» ASSIGNMENT: Retype the data below, every word of it, exactly.

» DATA FOR THIS TASK:
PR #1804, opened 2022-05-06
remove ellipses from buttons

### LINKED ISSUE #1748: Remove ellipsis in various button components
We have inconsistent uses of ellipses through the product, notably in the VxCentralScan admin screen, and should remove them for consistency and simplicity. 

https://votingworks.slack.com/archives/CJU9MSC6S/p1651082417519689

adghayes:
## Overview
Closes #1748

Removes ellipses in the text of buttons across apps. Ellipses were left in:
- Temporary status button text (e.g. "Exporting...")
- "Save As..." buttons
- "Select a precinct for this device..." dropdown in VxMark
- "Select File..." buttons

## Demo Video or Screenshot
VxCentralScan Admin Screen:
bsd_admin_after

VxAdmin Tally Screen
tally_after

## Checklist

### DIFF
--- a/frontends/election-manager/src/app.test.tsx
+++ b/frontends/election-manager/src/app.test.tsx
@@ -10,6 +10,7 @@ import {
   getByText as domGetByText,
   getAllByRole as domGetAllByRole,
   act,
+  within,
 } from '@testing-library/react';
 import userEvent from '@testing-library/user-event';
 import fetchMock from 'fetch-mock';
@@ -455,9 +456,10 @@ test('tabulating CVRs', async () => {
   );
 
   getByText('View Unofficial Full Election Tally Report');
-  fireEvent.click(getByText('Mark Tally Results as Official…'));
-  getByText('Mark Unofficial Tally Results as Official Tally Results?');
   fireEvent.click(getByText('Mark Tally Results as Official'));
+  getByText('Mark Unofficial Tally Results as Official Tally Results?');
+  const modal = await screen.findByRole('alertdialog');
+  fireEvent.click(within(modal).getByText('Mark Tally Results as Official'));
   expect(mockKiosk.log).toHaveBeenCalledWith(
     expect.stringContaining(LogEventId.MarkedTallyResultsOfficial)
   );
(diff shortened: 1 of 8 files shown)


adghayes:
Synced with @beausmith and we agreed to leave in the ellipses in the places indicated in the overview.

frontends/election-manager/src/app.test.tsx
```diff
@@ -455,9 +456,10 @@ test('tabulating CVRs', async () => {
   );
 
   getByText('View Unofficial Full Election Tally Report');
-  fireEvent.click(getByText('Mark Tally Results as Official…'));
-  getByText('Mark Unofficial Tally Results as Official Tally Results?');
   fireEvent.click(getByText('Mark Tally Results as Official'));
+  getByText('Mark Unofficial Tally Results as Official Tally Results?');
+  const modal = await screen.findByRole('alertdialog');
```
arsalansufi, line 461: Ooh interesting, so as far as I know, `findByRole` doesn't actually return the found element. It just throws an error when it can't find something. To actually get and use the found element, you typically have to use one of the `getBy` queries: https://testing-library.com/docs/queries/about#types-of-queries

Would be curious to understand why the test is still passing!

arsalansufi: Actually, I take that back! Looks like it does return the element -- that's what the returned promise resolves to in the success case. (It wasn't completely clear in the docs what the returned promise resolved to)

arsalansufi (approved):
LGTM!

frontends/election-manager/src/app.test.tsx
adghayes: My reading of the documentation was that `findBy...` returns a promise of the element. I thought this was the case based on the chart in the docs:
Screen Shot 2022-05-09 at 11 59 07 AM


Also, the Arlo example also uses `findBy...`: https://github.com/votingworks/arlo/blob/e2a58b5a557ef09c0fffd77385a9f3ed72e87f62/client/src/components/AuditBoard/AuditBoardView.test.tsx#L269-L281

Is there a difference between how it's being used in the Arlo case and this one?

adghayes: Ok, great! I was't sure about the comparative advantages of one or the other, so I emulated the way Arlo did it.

» TASK OUTPUT:
PR #1804, opened 2022-05-06
remove ellipses from buttons

### LINKED ISSUE #1748: Remove ellipsis in various button components
We have inconsistent uses of ellipses through the product, notably in the VxCentralScan admin screen, and should remove them for consistency and simplicity. 

https://votingworks.slack.com/archives/CJU9MSC6S/p1651082417519689

adghayes:
## Overview
Closes #1748

Removes ellipses in the text of buttons across apps. Ellipses were left in:
- Temporary status button text (e.g. "Exporting...")
- "Save As..." buttons
- "Select a precinct for this device..." dropdown in VxMark
- "Select File..." buttons

## Demo Video or Screenshot
VxCentralScan Admin Screen:
bsd_admin_after

VxAdmin Tally Screen
tally_after

## Checklist

### DIFF
--- a/frontends/election-manager/src/app.test.tsx
+++ b/frontends/election-manager/src/app.test.tsx
@@ -10,6 +10,7 @@ import {
   getByText as domGetByText,
   getAllByRole as domGetAllByRole,
   act,
+  within,
 } from '@testing-library/react';
 import userEvent from '@testing-library/user-event';
 import fetchMock from 'fetch-mock';
@@ -455,9 +456,10 @@ test('tabulating CVRs', async () => {
   );
 
   getByText('View Unofficial Full Election Tally Report');
-  fireEvent.click(getByText('Mark Tally Results as Official…'));
-  getByText('Mark Unofficial Tally Results as Official Tally Results?');
   fireEvent.click(getByText('Mark Tally Results as Official'));
+  getByText('Mark Unofficial Tally Results as Official Tally Results?');
+  const modal = await screen.findByRole('alertdialog');
+  fireEvent.click(within(modal).getByText('Mark Tally Results as Official'));
   expect(mockKiosk.log).toHaveBeenCalledWith(
     expect.stringContaining(LogEventId.MarkedTallyResultsOfficial)
   );
(diff shortened: 1 of 8 files shown)


adghayes:
Synced with @beausmith and we agreed to leave in the ellipses in the places indicated in the overview.

frontends/election-manager/src/app.test.tsx
```diff
@@ -455,9 +456,10 @@ test('tabulating CVRs', async () => {
   );
 
   getByText('View Unofficial Full Election Tally Report');
-  fireEvent.click(getByText('Mark Tally Results as Official…'));
-  getByText('Mark Unofficial Tally Results as Official Tally Results?');
   fireEvent.click(getByText('Mark Tally Results as Official'));
+  getByText('Mark Unofficial Tally Results as Official Tally Results?');
+  const modal = await screen.findByRole('alertdialog');
```
arsalansufi, line 461: Ooh interesting, so as far as I know, `findByRole` doesn't actually return the found element. It just throws an error when it can't find something. To actually get and use the found element, you typically have to use one of the `getBy` queries: https://testing-library.com/docs/queries/about#types-of-queries

Would be curious to understand why the test is still passing!

arsalansufi: Actually, I take that back! Looks like it does return the element -- that's what the returned promise resolves to in the success case. (It wasn't completely clear in the docs what the returned promise resolved to)

arsalansufi (approved):
LGTM!

frontends/election-manager/src/app.test.tsx
adghayes: My reading of the documentation was that `findBy...` returns a promise of the element. I thought this was the case based on the chart in the docs:
Screen Shot 2022-05-09 at 11 59 07 AM


Also, the Arlo example also uses `findBy...`: https://github.com/votingworks/arlo/blob/e2a58b5a557ef09c0fffd77385a9f3ed72e87f62/client/src/components/AuditBoard/AuditBoardView.test.tsx#L269-L281

Is there a difference between how it's being used in the Arlo case and this one?

adghayes: Ok, great! I was't sure about the comparative advantages of one or the other, so I emulated the way Arlo did it.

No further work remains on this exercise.